Task objective:
A single number is the answer: the count of lines in these records with "github" in them.

Provided data:
PR #834, opened 2025-10-29
Exercise tests_curses_interactive in CI

### LINKED ISSUE #697: Run test_curses_interactive in CI

jjhelmus:
Use a barebones TERM setting to allow test_curses_interactive to run in CI.

closes #697

### DIFF
--- a/.github/workflows/linux.yml
+++ b/.github/workflows/linux.yml
@@ -417,3 +417,4 @@ jobs:
         env:
           MATRIX_RUN: ${{ matrix.run }}
           MATRIX_LIBC: ${{ matrix.libc }}
+          TERM: xterm


zanieb:
You should probably run this on a subset of the matrix, e.g., `python:3.13`, otherwise we're just wasting a lot of compute.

Response box:
2